At the onset of the Third World debt crisis in the 1980s, many economic justice activists were afraid to engage on the issue because they felt it was just too complicated. Then, in the 1990s, the hot issue was trade. And again, many people thought, “I’ll never understand the World Trade Organization.” But eventually, in both of these cases, large numbers of people bit the bullet and learned enough to have a voice in these debates. And they built strong movements for debt and trade justice that continue today.
Now the issue of the day is finance. And once again, many people are intimidated by the complexity of the issue. Without a doubt, we need more activist education around the world on the workings of financial markets. At the same time, it’s remarkable to see how much progress has been made by global civil society groups since the crash of 2008.

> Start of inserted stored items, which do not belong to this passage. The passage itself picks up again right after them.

PR #1190, opened 2021-06-08
diagnostics list can be v:null

mattn:
Ref #1186

### DIFF
--- a/autoload/lsp/internal/diagnostics/first_line.vim
+++ b/autoload/lsp/internal/diagnostics/first_line.vim
@@ -15,10 +15,14 @@ function! lsp#internal#diagnostics#first_line#get_first_error_line(options) abor
 
     let l:first_error_line = v:null
     for l:diagnostics_response in values(l:diagnostics_by_server)
-        for l:diagnostics in l:diagnostics_response['params']['diagnostics']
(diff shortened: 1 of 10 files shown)


rhysd:
I just grepped around the repository and found more places which might need to be fixed:

- https://github.com/prabirshrestha/vim-lsp/blob/61916a2ddd454308cc6f8413d6b8becc5c956917/autoload/lsp/internal/diagnostics/movement.vim#L174
- https://github.com/prabirshrestha/vim-lsp/blob/61916a2ddd454308cc6f8413d6b8becc5c956917/autoload/lsp/internal/diagnostics/movement.vim#L178
- https://github.com/prabirshrestha/vim-lsp/blob/61916a2ddd454308cc6f8413d6b8becc5c956917/autoload/lsp/internal/diagnostics/state.vim#L166

Would you check them?

rhysd (changes requested):
https://github.com/prabirshrestha/vim-lsp/pull/1190#issuecomment-856904226

mattn:
@rhysd Thank you. Fixed

rhysd (approved):
Thank you for the fixes. Looks good.

mattn:
Merging. I will fix if still have same issue.

PR #1202, opened 2021-07-20
Silence initialization message of documentation buffer

itchyny:
Recently I see `"VS.Vim.Buffer: 1: VS.Vim.Buffer.Default" [New]` message on initialization of this plugin. This is caused by [`bufload` function here](https://github.com/prabirshrestha/vim-lsp/blob/fb0a72306e1fc42c1ce8909aa1e420ddfccf6fbf/autoload/vital/_lsp/VS/Vim/Buffer.vim#L67), and was updated dropping `silent` by [this commit](https://github.com/hrsh7th/vim-vital-vs/commit/5a5c69d67777c88adc7c47cf0a24b2207d9c83f3#diff-2ef35f69ca1fd03b90597a9f00e91d07377a63e132fd15fc6b3e6f2bc8721180L44). We don't need information vim-lsp opens a new buffer.
ping: #1178


hrsh7th:
LGTM.

PR #1205, opened 2021-08-02
Update vital-vs

hrsh7th:
This PR aims to solve the wrong augroup creation.

The older implementation wouldn't create correct augroup (it will be `printf('VS_Vim_Window_FloatingWindow:...)`.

In the United States, labor unions and consumer groups joined forces to make positive steps toward reining in Wall Street’s worst excesses. Given the intense opposition of the industry lobby, it’s no surprise that the bill enacted in July didn’t go nearly far enough to transform the financial system to serve the needs of people and the planet. This was only round one of a longer fight. Some next steps will be to build international links to make sure the positive elements in the U.S. financial reforms are not undermined by a lack of regulation in other countries. Groups are also working across borders to tackle some issues not dealt with in the U.S. legislation. These include key civil society demands for a financial speculation tax and against commodity index funds.
The financial speculation tax was high on the agenda at an International Peoples Conference held parallel to the G-20 summit a few weeks ago in Seoul, South Korea. Before the conference, activists had organized a global civil society statement in support of financial speculation taxes that was endorsed by 183 organizations from 42 countries. The proposal is to place a small levy on each trade of stocks, derivatives, currency, and other financial instruments as a way to generate revenues for jobs and other domestic and international needs. Such taxes could also discourage the short-term financial speculation that has little social value but poses high risks to the economy.

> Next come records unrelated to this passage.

PR #1225, opened 2021-09-23
Fix completion sort

rhysd:
This fixes implementation by #1223.

Vim script's string is always falsy:

```
:echo !!'foo'
0
```

So, `x ? 1 : 2` is always `1` when `x` is string. `empty()` should be used to check emptiness.

CC: @heavenshell

### DIFF
--- a/test/lsp/omni.vimspec
+++ b/test/lsp/omni.vimspec
@@ -424,5 +424,65 @@ Describe lsp#omni
             \}
             Assert Equals(lsp#omni#get_vim_completion_items(options), want)
         End
+
+        Describe g:lsp_ignorecase
+            Before all
+                let saved_ignorecase = get(g:, 'lsp_ignorecase', v:null)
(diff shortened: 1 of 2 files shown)


test/lsp/omni.vimspec
```diff
@@ -185,19 +185,19 @@ Describe lsp#omni
...
             \ 'kind': '3',
-            \ 'sortText': '1'
+            \ 'sortText': 'a'
             \},
             \{
-            \ 'label': 'my-label2',
+            \ 'label': 'my-label3',
             \ 'kind': '3',
-            \ 'sortText': '2'
+            \ 'sortText': 'b'
```
rhysd, line 200: Previously these tests passed because number strings like `'1'` are implicitly converted to numbers like `1`.

heavenshell:
Oops, Thank you for fixing!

Korean labor and other social movements organized a rally with 40,000 people during the G-20 summit. Banners calling for financial transactions taxes were a clear sign of how the issue has been both popularized and internationalized.

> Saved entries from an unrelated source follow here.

PR #1226, opened 2021-09-24
Make copen configurable

impactaky:
I would like to be able to customize the way qflist opens.


mattn:
Nitpick. this. `g:lsp_copen_command` is not set in anywhere.

impactaky:
Thank you! I fixed it.

PR #1228, opened 2021-09-28
Avoid BufEnter autocmd when opening floating window

hrsh7th:
The `s:Buffer.create()` will fire some of the autocmd like `FileType` `BufEnter` etc... due to `bufload` calls.

1. The `bufload` is needed to call `setbufline` before showing the buffer.
2. Basically, `FileType` autocmd is needs for syntax highlighting.

So in `vsim-vital-vs` context, `s:Buffer.create()` should fire autocmd but in this case we don't need `FileType` autocmd because syntax highlighting will be applied by calling `s:Markdown.apply`.

So we can avoid autocmd here.


rhysd (approved):

hrsh7th:
Thank you for review!

PR #1229, opened 2021-09-28
Fix Neovim CI

rhysd:
Now Neovim nightly packages are missing due to [job error](https://github.com/neovim/neovim/actions/runs/1282732454)


rhysd:
I confirmed CI passed even if Neovim nightly CI workflow failed.

https://github.com/prabirshrestha/vim-lsp/pull/1229/checks?check_run_id=3733481186

PR #1235, opened 2021-11-02
Update CI dependencies; Go to 1.17 and gopls to 0.7.3

rhysd:


rhysd:
will `git push -f` to check if a cache works

rhysd:
It works. Merging.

Although the G-20 leaders were too bogged down by disputes over currencies to make progress on financial taxes, 2011 might prove to be a breakthrough year. French President Nicolas Sarkozy will host the next leaders’ summit in November 2011 and has vowed to make the tax a top issue on the agenda. A broad coalition of French activist groups has already issued an international “call to mobilization” for the G-20 in France.
Global activists are also coming together to push for an end to excessive speculation in commodities markets. Although a complicated issue, commodity trading also affects everyone in direct and personal ways through the price of food and gas.
In 2008, the United States had the highest food inflation rates since 1980. In many of the world’s poorest countries, food price spikes sparked rioting. Speculation alone did not cause rising food prices, but excessive speculation in the commodity futures markets dramatically exacerbated the volatility of world food prices.
The U.S. financial reform bill made some progress in increasing the transparency of derivatives markets, and U.S. and European activists are working together to help win similar changes in EU laws. But the U.S. reforms did not address the problem of commodity indexes. A surge of investments in these funds by pension funds and endowments is a factor in price volatility.
A coalition of family farm, faith-based, and anti-hunger groups, along with business associations, has initiated a campaign to persuade investors to pull out of commodity index funds. Their first target: CALSTRS, the California teachers’ retirement system, which had been considering shifting $2.5 billion of its portfolio into commodities.
In response to the divestment campaign, the CALSTRS board decided on November 4 to invest no more than $150 million in commodities for 18 months, while further studying the potential problems.
Next steps for the coalition will be to develop university campaigns for students and teachers to pressure their endowments to divest from commodities, and to work with civil society in other countries to pressure their own financial institutions.
Despite the increase in global activism around financial issues, no single network pulls everyone together around a comprehensive agenda. Nevertheless, campaigns like those on financial speculation taxes and commodity index funds have proved useful tools for basic financial education. People who care deeply about reducing hunger and creating jobs have dived into dense subjects such as financial clearing and settlement processes and swap hedging. It has been re-assuring to remind ourselves that the so-called “experts” clearly don’t understand how all this stuff works either. Remember when the International Monetary Fund adjusted its global economic forecast – upward — in the late summer of 2008?
This educational foundation will produce dividends not just in the campaigns of today but in years to come. It’s not just a question of transparency and equity. Thanks to the work of global civic activists, we might even prevent the next economic crash.